§ Given records
PR #590, opened 2026-06-04
Measure only the specified modes for ParticleNumberMeasurement on SamplingSimulator

### LINKED ISSUE #499: Always all modes are measured for ``ParticleNumberMeasurement`` on ``SamplingSimulator``

sarah-ceo:
Closes #499 

## What
I've added the ability to measure only the specified modes for ParticleNumberMeasurement on SamplingSimulator, as was requested in the issue.

## How
I used the same logic as in the PureFockSimulator since that one was working correctly: I added a method to the SamplingState that creates a reduced version of the state with only the selected modes, and this method is called in the SamplingSimulator's particle_number_measurement function.

## Testing
I added a function in the SamplingSimulator's test_measurements that tries the example given in the related issue.

## Notes
I used Claude's assistance to understand how the properties of the SamplingState should be modified, especially the interferometer.

### DIFF
--- a/piquasso/_simulators/sampling/utils.py
+++ b/piquasso/_simulators/sampling/utils.py
@@ -183,7 +183,7 @@ def generate_samples(
     k = len(selected_modes)
 
     if k == 1 and n>=3 and n<10:
-        return _generate_marginal_samples(
+        return _generate_k_modes_samples(
             input, 
             shots, 
             interferometer, 
@@ -487,7 +487,7 @@ def _calculate_singular_values_matrix_expansion(singular_values_vector):
     return np.diag(expansion_values)
 
 
-def _generate_marginal_samples(
+def _generate_k_modes_samples(
         input, shots, interferometer, rng, selected_modes, n
 ):
     '''
@@ -496,12 +496,12 @@ def _generate_marginal_samples(
     samples = []
 
     while len(samples) < shots:
-        sample = _generate_marginal_sample(selected_modes, n, input, interferometer, rng)
+        sample = _generate_k_modes_sample(selected_modes, n, input, interferometer, rng)
         samples.append(tuple(sample))
 
     return samples
 
-def multiply_polynomials(poly_arr_shape, arr):
+def _multiply_polynomials(poly_arr_shape, arr):
     '''
         Multiplies arrays of polynomial coefficients with fft.
     '''
@@ -510,7 +510,7 @@ def multiply_polynomials(poly_arr_shape, arr):
     ifft_arr = np.fft.ifftn(prod_arr, axes=range(1, len(prod_arr.shape)))
     return ifft_arr
 
-def compute_laguerre(k, x, ra):
+def _compute_laguerre(k, x, ra):
     '''
         Computes the Laguerre series at degree ra and returns an array of its polynomials.
     '''
@@ -535,7 +535,7 @@ def compute_laguerre(k, x, ra):
         coeffs[:, i, relevant_indices] = poly_coeffs
     return coeffs
 
-def _generate_marginal_sample(modes, n, inputs, interferometer, rng):
+def _generate_k_modes_sample(modes, n, inputs, interferometer, rng):
     '''
         Implements sampling when k-modes have been selected for measurement.
     '''
@@ -556,8 +556,8 @@ def _generate_marginal_sample(modes, n, inputs, interferometer, rng):
     faw = np.conj(V).T[:, None, :]*np.power(omegas, -1)[None,...]
     xa = np.einsum('nmi,nmj->mnij', faz, faw)
     xa = np.sum(-xa, axis=2)
-    l_ra = compute_laguerre(k, xa, occupied_inputs)
-    P_omega = multiply_polynomials(poly_arr_shape, l_ra)
+    l_ra = _compute_laguerre(k, xa, occupied_inputs)
+    P_omega = _multiply_polynomials(poly_arr_shape, l_ra)
     D_t = np.sum(P_omega, axis=0)
     D_t /= N**k
 
--- a/piquasso/_simulators/sampling/utils.py
+++ b/piquasso/_simulators/sampling/utils.py
@@ -25,6 +25,7 @@ from piquasso._math.combinatorics import partitions, partitions_bounded_k
 from piquasso._math.fock import get_fock_space_basis
 from .marginal import (
     _get_diagonal_coefficients,
+    cutoff_fock_space_dim_array,
     _probabilities_from_diagonal_coefficients,
 )
 
@@ -601,10 +602,14 @@ def _generate_marginal_samples(
                     ]
                     intermediate_diagonal = diagonal_coefficients[relevant_indices]
 
+                indices = cutoff_fock_space_dim_array(
+                    np.arange(n + 2), num_postselected_modes + 1
+                )
                 probabilities = _probabilities_from_diagonal_coefficients(
                     intermediate_diagonal,
                     intermediate_compositions,
                     outcomes_with_postselection,
+                    indices,
                 )
                 if np.all(probabilities == 0):
                     break
--- a/piquasso/_simulators/sampling/utils.py
+++ b/piquasso/_simulators/sampling/utils.py
@@ -22,13 +22,6 @@ from piquasso.api.exceptions import InvalidSimulation
 
 from piquasso._math.combinatorics import partitions, partitions_bounded_k
 
-from piquasso._math.fock import get_fock_space_basis
-from .marginal import (
-    _get_diagonal_coefficients,
-    cutoff_fock_space_dim_array,
-    _probabilities_from_diagonal_coefficients,
-)
-
 """
 This is a contribution from `theboss`, see https://github.com/Tomev-CTP/theboss.
 
@@ -158,8 +151,6 @@ def generate_samples(
     rng,
     reject_condition,
     postselect_data,
-    selected_modes,
-    lossy=False,
 ):
     """
     Generates samples corresponding to the Clifford & Clifford algorithm B from
@@ -185,11 +176,8 @@ def generate_samples(
     Returns:
         The generated samples.
     """
-    if 0 < len(selected_modes) < len(input) and not lossy:
-        return _generate_marginal_samples(
-            input, interferometer, selected_modes, shots, rng, postselect_data
-        )
-    elif len(postselect_data[0]) > 0:
+
+    if len(postselect_data[0]) > 0:
         sample_generator = partial(
             _generate_sample_with_postselect,
             reject_condition=reject_condition,
@@ -205,7 +193,6 @@ def generate_samples(
         sample_generator=sample_generator,
         interferometer=interferometer,
         rng=rng,
-        selected_modes=selected_modes,
     )
 
 
@@ -216,7 +203,6 @@ def generate_lossy_samples(
     interferometer_svd,
     rng,
     postselect_data,
-    selected_modes,
 ):
     """
     Basically the same algorithm as in `generate_samples`, but doubles the system size
@@ -239,8 +225,6 @@ def generate_lossy_samples(
         rng,
         reject_condition=lambda: False,
         postselect_data=postselect_data,
-        selected_modes=selected_modes,
-        lossy=True,
     )
 
     # Trim output state
@@ -262,13 +246,7 @@ def _get_first_quantized(occupation_numbers):
 
 
 def _generate_samples(
-    input,
-    shots,
-    calculate_permanent_laplace,
-    interferometer,
-    sample_generator,
-    rng,
-    selected_modes,
+    input, shots, calculate_permanent_laplace, interferometer, sample_generator, rng
 ):
     d = len(input)
     n = np.sum(input)
@@ -287,7 +265,7 @@ def _generate_samples(
             rng=rng,
         )
         samples.append(tuple(sample))
-    samples = [tuple(sample[mode] for mode in selected_modes) for sample in samples]
+
     return samples
 
 
@@ -491,143 +469,3 @@ def _calculate_singular_values_matrix_expansion(singular_values_vector):
     expansion_values = np.sqrt(vector_of_squared_expansions)
 
     return np.diag(expansion_values)
-
-
-def _generate_marginal_samples(
-    initial_state, interferometer, selected_modes, shots, rng, postselect_data
-):
-    """
-    Implements mode-by-mode sampling with postselection.
-    """
-    n = sum(initial_state)
-    k = len(selected_modes)
-
-    if n == 0:
-        return [(0,) * k] * shots
-
-    postselect_modes, postselect_photons, max_sample_generation_trials = postselect_data
-    selected_modes = np.array(selected_modes)
-    for postselected in postselect_modes:
-        selected_modes[selected_modes >= postselected] += 1
-    all_selected_modes = np.array(sorted(tuple(selected_modes) + postselect_modes))
-
-    compositions = get_fock_space_basis(len(all_selected_modes), n + 1)
-    diagonal_coefficients = _get_diagonal_coefficients(
-        input_photons=initial_state,
-        interferometer=interferometer,
-        all_modes=all_selected_modes,
-        compositions=compositions,
-    )
-
-    samples = []
-    while len(samples) < shots:
-        sample = []
-
-        postselections = {
-            postselect_modes[i]: postselect_photons[i]
-            for i in range(len(postselect_data[0]))
-        }
-
-        retry = True
-        trial_count = 0
-
-        while retry:
-            trial_count += 1
-
-            if trial_count > max_sample_generation_trials:
-                raise InvalidSimulation(
-                    "Too many trials during sample generation. "
-                    "The specified postselection criteria may be very highly unlikely. "
-                    "Aborting. "
-                    "To increase the limit, set Config.max_sample_generation_trials "
-                    f"to a higher value. Current value: {max_sample_generation_trials}."
-                )
-
-            for mode in selected_modes:
-
-                if mode in postselections:
-                    continue
-
-                cutoff = int(n - np.sum(list(postselections.values())) + 1)
-                outcomes = get_fock_space_basis(1, cutoff)
-                num_postselected_modes = len(postselections.keys())
-                ordered_modes = sorted(list(postselections.keys()) + [mode])
-                current_index = ordered_modes.index(mode)
-
-                outcomes_with_postselection = np.zeros(
-                    (len(outcomes), num_postselected_modes + 1), dtype=np.int64
-                )
-                if num_postselected_modes:
-                    postselected_array = np.array(
-                        [list(postselections.keys()), list(postselections.values())],
-                        dtype=int,
-                    )
-                    postselected_array[0, postselected_array[0, :] < mode] = range(
-                        current_index
-                    )
-                    postselected_array[0, postselected_array[0, :] > mode] = range(
-                        current_index + 1, num_postselected_modes + 1
-                    )
-                    outcomes_with_postselection[:, postselected_array[0]] = np.asarray(
-                        postselected_array[1], dtype=np.int64
-                    )
-                outcomes_with_postselection[:, current_index : current_index + 1] = (
-                    outcomes
-                )
-
-                intermediate_compositions = get_fock_space_basis(
-                    num_postselected_modes + 1, n + 1
-                )
-                intermediate_diagonal = diagonal_coefficients
-                if intermediate_compositions.shape[1] < len(all_selected_modes):
-                    intermediate_compositions_full = np.zeros(
-                        (intermediate_compositions.shape[0], len(all_selected_modes)),
-                        dtype=int,
-                    )
-                    columns_ordering = [
-                        i
-                        for i in range(len(all_selected_modes))
-                        if all_selected_modes[i] in ordered_modes
-                    ]
-                    intermediate_compositions_full[:, columns_ordering] = (
-                        intermediate_compositions
-                    )
-                    intermediate_compositions_dict = {
-                        tuple(row) for row in intermediate_compositions_full
-                    }
-                    relevant_indices = [
-                        i
-                        for i, row in enumerate(compositions)
-                        if tuple(row) in intermediate_compositions_dict
-                    ]
-                    intermediate_diagonal = diagonal_coefficients[relevant_indices]
-
-                indices = cutoff_fock_space_dim_array(
-                    np.arange(n + 2), num_postselected_modes + 1
-                )
-                probabilities = _probabilities_from_diagonal_coefficients(
-                    intermediate_diagonal,
-                    intermediate_compositions,
-                    outcomes_with_postselection,
-                    indices,
-                )
-                if np.all(probabilities == 0):
-                    break
-                probabilities /= np.sum(probabilities)
-
-                n_photons_list = outcomes.flatten()
-                n_photons_probs = probabilities.real
-                positive_probs = np.where(n_photons_probs > 0)
-
-                n_photons = rng.choice(
-                    n_photons_list[positive_probs], p=n_photons_probs[positive_probs]
-                )
-
-                sample.append(n_photons)
-                postselections[mode] = n_photons
-
-            if len(sample) > 0:
-                retry = False
-
-        samples.append(tuple(sample))
-    return samples
--- a/piquasso/_simulators/sampling/utils.py
+++ b/piquasso/_simulators/sampling/utils.py
@@ -13,12 +13,10 @@
 # See the License for the specific language governing permissions and
 # limitations under the License.
 
-from collections import defaultdict
 from itertools import product
 import math
 import numpy as np
-from scipy.special import factorial
-from numpy.polynomial.laguerre import lag2poly
+from scipy.special import factorial, comb
 
 from functools import partial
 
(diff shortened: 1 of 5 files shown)


piquasso/_simulators/sampling/state.py
```diff
@@ -431,3 +431,23 @@ def __eq__(self, other: object) -> bool:
             and self.is_lossy == other.is_lossy
             and self._postselections == other._postselections
         )
+    
+    def reduced(self, modes: Tuple[int, ...]) -> "SamplingState":
```
Kolarovszki: I am very doubtful that this method does what it promises. Can you explain your line of thought?

Unfortunately, it is not so simple that one can just crop the interferometer and the input state and call it a day. This can be seen very easily, by considering the case of a $\ket{11}$ input state scattered by a 50/50 beamsplitter.

sarah-ceo: Hello, sure: from what I understood, the ParticleNumberMeasurement needed to sample from a state that should consider only a subset of the modes. So, where the FockSimulator would reduce the density matrix, I thought we needed to consider only a sub-part of the interferometer. Now that I’ve looked more into it, I realize that reducing the state before sampling is probably not a good approach at all with a SamplingState that doesn’t store anything like a full density matrix… Should we just keep the relevant modes after sampling then?

And sorry I gave such an over-simplistic and naive solution: I am genuinely trying to learn and do not mean to waste your time at all. I will study this issue more to offer a better contribution.

Kolarovszki: Keeping the relevant modes after sampling would be a solution, but there is a better algorithm than that. I will edit the issue description accordingly and notify you, but I am a bit overwhelmed ATM.

sarah-ceo:
Hello @Kolarovszki,

I have implemented your algorithm, but expanding all the Laguerre polynomial coefficients takes a really long time as k grows...

It might just be the way I implemented it though, so I wanted to check with you. If I expand after each Laguerre and dynamically integrate the coefficients, do I still have to compute all the sub-combinations of alpha and beta?

For example, to update the coefficient P_{(2,1),(2,1)}, I currently do a sum over all the decompositions such as:
((1,0),(1,0)) + ((1,1),(1,1)),

((1,0),(0,1)) + ((1,1),(2,0)),

((0,1),(1,0)) + ((2,0),(1,1)),

((0,1),(0,1)) + ((2,0),(2,0)),

((2,1),(2,1)) + ((0,0),(0,0)),
etc., which is the most time-consuming part.

Am I really supposed to do this or did I misunderstand? 

If not, maybe I can look into the ways to either avoid expanding all the Laguerre polynomials, or look for a shortcut to compute only the diagonal coefficients, if there is one...

Thanks !

Kolarovszki:
@sarah-ceo 

Yes, unfortunately, it will blow up rapidly in $k$, and the algorithm is only efficient for small fixed $k$s. In this case, it is polynomial-time (although the polynomial degree grows with $k$), whereas the naive solution would be still exponential.

What you mention is the most time-consuming part of the algorithm. The question is how to compute $P_{\alpha, \alpha}$ as efficiently as possible? I suggest the following, although this might not be the best option:

We start from
```math
P(\mathbf{z}, \mathbf{w}) = \sum_{\alpha, \beta} P_{\alpha, \beta} $\mathbf{z}^{\alpha} \mathbf{w}^{\beta}$.
```
First, I think one can try to write $\mathbf{z}^{\alpha} \mathbf{w}^{\beta}$ as $\mathbf{t}^{\alpha} \mathbf{u}^{\beta-\alpha}$. Now we can keep the constant term in $\mathbf{u}$ in the expansion, which corresponds to the diagonal elements, and that only depends on $t$. Let us denote that by $D(t)$, and we know that
```math
D(\mathbf{t}) = \sum_{\alpha} P_{\alpha, \alpha} \mathbf{t}^\alpha.
```
If we could get this polynomial, we would be good. We know that $P$ has degree up to $n$ in the elements of $\mathbf{u}$ or $$\mathbf{u}^{-1}$, so let us take $N = n+1$. By averaging over the roots of unity, we get
```math
D(\mathbf{t}) = \frac{1}{N^k} \sum_{\omega_1^N = \dots = \omega_k^N = 1} P(\mathbf{t} \omega, \omega^{-1}).
```
(This is indeed excessive, but I haven't found any better solution for extracting $D(\mathbf{t})$ so far.)
Let us denote $P_\omega(\mathbf{t}) = \frac{1}{N^k} \sum_{\omega_1^N = \dots = \omega_k^N = 1} P(\mathbf{t} \omega, \omega^{-1})$, and we can symbolically compute $P_\omega$. We know that it has $\binom{n+k}{k}$, coefficients and multiplying the polynomials in $P_\omega(\mathbf{t})$ costs $nk \binom{n+k}{k}$.  Finally, we have to sum (n+1)^k of these polynomials. The coefficients of $D(\mathbf{t})$ will be the required $P_{\alpha, \alpha}$ constants in the probability. This algorithm has runtime $O(nk (n+1)^k \binom{n+k}{k})$, which seems bad, but not that bad for small $k$, and for fixed $k$ it is polynomial time in $n$ (whereas the naive algorithm would still be exponential in $n$).

Maybe there is a better solution out there, I don't know.

sarah-ceo:
Alright, thank you ! I'll get right on it.

sarah-ceo:
Hi @Kolarovszki,

I have tried implementing the solution but the expansion is still too costly, even with small k and n. I've seen the new PR which seems to completely bypass this and has performances way beyond my solution's reach.

So I think we can close my PR unfortunately. Thank you for your time and for the opportunity.

Best

Kolarovszki:
@sarah-ceo Oh! But that is very similar to what I have described here I think.

sarah-ceo:
@Kolarovszki 

Yes I think the implementation logic is correct: it has the same distribution as the post-sampling discarding method. But the expansion makes it much slower than computing all modes, even for small k and n.

I thought at first it might be the reliance on Sympy but even without it, it is still very slow: right now it takes 6.4 seconds for 1000 shots with k=2 and n=4, while the original solution takes 0.16 seconds. 

Even when I comment out almost everything in my solution and compute only the expansion for one possible_y, the code still takes 0.2 seconds: so computing the expansion once is slower than the whole original code. That's why I doubt I can reach good performances.

(I didn't integrate my solution fully but tested it locally simply by adding "sample = generate_k_modes_marginal_sample(range(2), n, input, interferometer, rng)" at utils.py:271 and commenting out 263:270.)

Kolarovszki:
@sarah-ceo I see, but I don't understand why this solution is so slow. Perhaps an FFT-based polynomial multiplication would speed it up (?)

sarah-ceo:
@Kolarovszki 

It is slow because I used dictionaries to multiply the polynomials: I had no recollection of fft-based polynomial multiplication. So yes, when I use that and compute Laguerre by recurrence, the speedup is huge thanks to vectorization.

It is still not faster than the original code at that point because the next bottleneck is my loop over possible ys. To get rid of that, I'd need to use a huge array to keep track of all the polynomials (now possible though thanks to the vectorization). 

And that's essentially what the other PR does.

Your solution is fast, it's just my implementation that is slow because it isn't vectorized.

Kolarovszki:
@sarah-ceo I agree, the other PR is a bit closer to the truth, but could also be improved. I think we could reach (or could have reached) to a good solution from this PR by iterating, but it might require lots of steps.

sarah-ceo:
@Kolarovszki 

I just don't want to do the same thing as the other PR, it would be a waste of time. If you think we can reach something different but as efficient with this solution, then I am ok to work more on it and iterate. Otherwise, I would rather tackle some of the other issues in Piquasso that are outside of the UH26.

(My goal here was just to learn more about photonic QC and how to contribute to open-source libraries, so I am happy to work on the less popular issues without it being a competition.)

Kolarovszki:
@sarah-ceo 

Sure! There are many issues in the issues page: https://github.com/Budapest-Quantum-Computing-Group/piquasso/issues

For example this is also connected to the `SamplingSimulator`: https://github.com/Budapest-Quantum-Computing-Group/piquasso/issues/600

Kolarovszki:
@sarah-ceo I closed the other PR due to the suspected violation of the AI policy: https://github.com/Budapest-Quantum-Computing-Group/piquasso/pull/603

So if you would like to work on this issue, feel free to reopen it.

sarah-ceo:
@Kolarovszki 

Oh alright then, sure ! I'll get back on it. Can you reopen it please? (I don't have to rights to, it seems)

sarah-ceo:
@Kolarovszki 

Thanks ! I've managed to vectorize quite a bit and bring down the computation time to 0.4 seconds for 1000 shots with k=2 and n=4. I am not sure whether I can gain much more speed, what do you think? 

Maybe I could remove the loop on a but I am not certain: I will look into it more tomorrow morning. 

I also still have to find the optimal k/n to handle the branching between the original solution and this one. Then add the post-sampling discarding method to the original solution and a pytest.

Do you have some corrections / recommendations on the functions so far?


Note: And the sample distributions for the two solutions look quite similar with k = 2 or k = 3, shots=1000 and different StateVectors.
The test code was:
with pq.Program() as program:
        pq.Q() | pq.StateVector(state_vector)
        pq.Q(0, 1) | pq.Beamsplitter()
        pq.Q(0, 2) | pq.Beamsplitter()
        pq.Q(2, 3) | pq.Beamsplitter()
        pq.Q(*selected_modes) | pq.ParticleNumberMeasurement()

k2-n4

k3-n8

sarah-ceo:
@Kolarovszki 

Hello,

So I did manage to remove the big loop on a and now the performances are interesting but only when k=1 and n>=3:

Figure_1

I integrated the solution for these numbers and I added the post-sampling discarding method to the original solution + a pytest.

There is still a problem however: when n>= 10, the probabilities do no longer add up to 1 in my solution. In fact, they completely blow up after n=15:
    # n = 1: sum = 1.0
    # n = 4: sum = 1.0000000000000044
    # n = 6: sum = 0.9999999999999999
    # n = 7: sum = 1.0000000000004894
    # n = 8: sum = 1.0000000000401201
    # n = 9: sum = 1.0000000000725184
    # n = 10: sum = 1.0000001111186574
    **# n = 14: sum = 1.0510241882921634
    # n = 15: sum = 7.744103882742677
    # n = 16: sum = 57.77057914562677
    # n = 18: sum = 2239.3859746861**

I guess it must be due to some numerical instability so I'll have to investigate it tomorrow... In the meantime I set the condition for the solution to be "if k == 1 and n>=3 and n<10" .

And sorry it is taking me so long !

Kolarovszki (changes requested):
Hi! Sorry for the late response.

The plots look promising indeed. Since my initial comment on the algorithm, I have iterated on the solution quite a bit.

Let me recap the theory. Let $T=\{\ell_1,\ldots,\ell_k\}$ be the subset of output modes we want to observe, and let the occupied input modes be $a=1,\ldots,s$, with occupations $r_a$ and $\sum_a r_a=n$. Define
```math
    V_{aj}=U_{\ell_j,a}^{*},
    \qquad
    f_a(\mathbf{z})=\sum_{j=1}^k V_{aj}z_j, \qquad  P(\mathbf{z},\mathbf{w})
    =
    \prod_{a=1}^s
    L_{r_a}\!\left(-f_a(\mathbf{z})\overline{f_a(\mathbf{w})}\right),
```
where $L_r$ is a Laguerre polynomial of degree $r$. Let us denote
```math
F_a(\mathbf{z}, \mathbf{w}) := L_{r_a}\!\left(-f_a(\mathbf{z})\overline{f_a(\mathbf{w})}\right)
```
for brevity. Now, expand $P$ as
```math
    P(\mathbf{z},\mathbf{w})
    =
    \prod_{a=1}^s F_a(\mathbf{z}, \mathbf{w}) 
    =
    \sum_{\alpha,\beta\in\mathbb N^k}
    P_{\alpha,\beta} \mathbf{z}^\alpha \mathbf{w}^\beta .
```
The claim is that the marginal probability of observing $\mathbf y$ in the selected modes is
```math
   \mathrm{Pr}(Y=\mathbf y)
    =
    \sum_{\substack{\alpha\ge \mathbf y \\ |\alpha| \leq n}}
    \alpha!\,
    P_{\alpha,\alpha}
    \prod_{j=1}^k
    \binom{\alpha_j}{y_j}
    (-1)^{\alpha_j-y_j}.
```

The problem reduces to computing $P_{\alpha,\alpha}$ for all $\alpha \in \mathbb{N}\_0^n$ such that $|\alpha| \leq n$. From these, we can straightforwardly compute the probabilities, and do a mode-by-mode boson sampling. So let us turn to computing $P_{\alpha,\alpha}$, which can be done by expanding $P$ up to to total degree $k$ in $\mathbf{z}$ and $\mathbf{w}$ variables. For this, we need to multiply the $F_a$ polynomials together.

An important observation that the part of $P$ that we need only contains $\binom{n+k}{k}^2$ coefficients (because we only need $P_{\alpha, \alpha}$ for $|\alpha| \leq k$ in the end), instead of $(n+1)^{2k}$. So, in theory, you can compute the $F_a$ polynomials one by one, and consecutively multiply them, but after each multiplication, you should be able to truncate to at most $\binom{n+k}{k}^2$ coeffs (of course, the intermediate polynomials need less memory depending on the total photon number). At the end, you can extract the diagonals.

There is some extra structure, so that we can reduce $\binom{n+k}{k}^2$ even further. We know that $F_a$ has total degree $r_a$ in each $\mathbf{z}$ and $\mathbf{w}$ and hence
```math
F_a(\mathbf{z}, \mathbf{w}) = \sum_{\substack{\alpha, \beta \geq 0\\ |\alpha| = |\beta| \leq r_a}} A_{\alpha, \beta} \mathbf{z}^\alpha \mathbf{w}^\beta,
```
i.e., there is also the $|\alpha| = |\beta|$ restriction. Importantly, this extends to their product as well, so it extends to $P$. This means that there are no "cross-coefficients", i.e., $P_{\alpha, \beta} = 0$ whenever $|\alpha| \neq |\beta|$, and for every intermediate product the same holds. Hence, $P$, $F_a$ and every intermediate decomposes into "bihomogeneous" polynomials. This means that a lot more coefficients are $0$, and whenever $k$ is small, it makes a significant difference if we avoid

§ Work task
When you find a line in the records that contains the word "waste", copy it.

§ Expected answer
And sorry I gave such an over-simplistic and naive solution: I am genuinely trying to learn and do not mean to waste your time at all. I will study this issue more to offer a better contribution.
I just don't want to do the same thing as the other PR, it would be a waste of time. If you think we can reach something different but as efficient with this solution, then I am ok to work more on it and iterate. Otherwise, I would rather tackle some of the other issues in Piquasso that are outside of the UH26.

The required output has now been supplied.